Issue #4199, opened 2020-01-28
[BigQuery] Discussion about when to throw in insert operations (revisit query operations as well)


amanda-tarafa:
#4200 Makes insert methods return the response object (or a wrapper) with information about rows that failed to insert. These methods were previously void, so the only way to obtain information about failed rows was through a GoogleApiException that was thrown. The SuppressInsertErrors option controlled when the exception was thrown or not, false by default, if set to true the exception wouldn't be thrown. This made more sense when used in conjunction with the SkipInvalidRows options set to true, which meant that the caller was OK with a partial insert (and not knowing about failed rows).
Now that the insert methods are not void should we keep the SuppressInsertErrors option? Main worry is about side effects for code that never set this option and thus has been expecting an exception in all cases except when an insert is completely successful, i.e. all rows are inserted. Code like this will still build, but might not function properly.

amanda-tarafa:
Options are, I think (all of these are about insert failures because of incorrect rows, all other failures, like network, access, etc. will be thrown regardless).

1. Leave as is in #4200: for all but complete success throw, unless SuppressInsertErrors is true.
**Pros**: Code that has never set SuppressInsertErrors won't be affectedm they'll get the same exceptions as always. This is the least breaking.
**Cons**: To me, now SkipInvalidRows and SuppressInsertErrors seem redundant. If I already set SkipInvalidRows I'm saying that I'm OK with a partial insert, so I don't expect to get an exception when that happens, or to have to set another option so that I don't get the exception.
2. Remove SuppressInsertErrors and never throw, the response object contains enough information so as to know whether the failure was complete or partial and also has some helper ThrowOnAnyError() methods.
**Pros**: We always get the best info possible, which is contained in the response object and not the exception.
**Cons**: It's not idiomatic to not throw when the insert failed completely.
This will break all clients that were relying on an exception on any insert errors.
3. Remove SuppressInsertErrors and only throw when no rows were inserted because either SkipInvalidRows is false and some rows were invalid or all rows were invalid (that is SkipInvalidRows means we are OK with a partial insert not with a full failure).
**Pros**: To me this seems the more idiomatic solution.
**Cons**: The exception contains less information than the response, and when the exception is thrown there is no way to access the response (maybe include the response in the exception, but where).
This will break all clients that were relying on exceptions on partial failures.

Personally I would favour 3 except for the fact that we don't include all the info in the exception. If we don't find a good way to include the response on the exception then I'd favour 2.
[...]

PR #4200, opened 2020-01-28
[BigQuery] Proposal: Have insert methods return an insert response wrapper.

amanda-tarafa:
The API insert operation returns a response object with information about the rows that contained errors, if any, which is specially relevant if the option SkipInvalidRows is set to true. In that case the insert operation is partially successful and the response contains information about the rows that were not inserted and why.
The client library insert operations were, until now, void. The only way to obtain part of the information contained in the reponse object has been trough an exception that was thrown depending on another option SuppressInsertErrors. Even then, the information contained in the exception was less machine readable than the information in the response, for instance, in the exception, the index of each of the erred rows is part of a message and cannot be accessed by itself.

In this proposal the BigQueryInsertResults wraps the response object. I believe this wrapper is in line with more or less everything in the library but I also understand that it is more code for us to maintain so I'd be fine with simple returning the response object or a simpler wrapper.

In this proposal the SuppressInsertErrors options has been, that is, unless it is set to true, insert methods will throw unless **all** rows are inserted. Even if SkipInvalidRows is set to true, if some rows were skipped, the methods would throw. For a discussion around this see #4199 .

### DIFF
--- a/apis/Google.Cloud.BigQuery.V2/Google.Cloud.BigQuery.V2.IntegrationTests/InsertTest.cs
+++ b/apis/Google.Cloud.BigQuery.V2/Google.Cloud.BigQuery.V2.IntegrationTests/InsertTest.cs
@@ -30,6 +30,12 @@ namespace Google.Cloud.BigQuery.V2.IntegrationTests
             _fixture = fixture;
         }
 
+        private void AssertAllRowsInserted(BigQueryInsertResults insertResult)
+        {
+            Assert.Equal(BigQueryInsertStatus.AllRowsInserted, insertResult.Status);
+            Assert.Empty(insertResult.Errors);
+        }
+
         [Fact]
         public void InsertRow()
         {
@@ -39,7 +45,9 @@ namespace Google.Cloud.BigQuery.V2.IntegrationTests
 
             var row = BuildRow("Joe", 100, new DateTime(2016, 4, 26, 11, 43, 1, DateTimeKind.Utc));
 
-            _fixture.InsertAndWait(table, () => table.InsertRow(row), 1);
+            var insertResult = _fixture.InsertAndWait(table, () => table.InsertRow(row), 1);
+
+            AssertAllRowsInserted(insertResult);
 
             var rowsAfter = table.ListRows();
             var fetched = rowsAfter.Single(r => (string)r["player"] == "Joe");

·····

#### WHAT THIS TASK INVOLVES
Which lines contain "opened"? Copy each of them from the listing.

#### SOLVED EXERCISE
Issue #4199, opened 2020-01-28
PR #4200, opened 2020-01-28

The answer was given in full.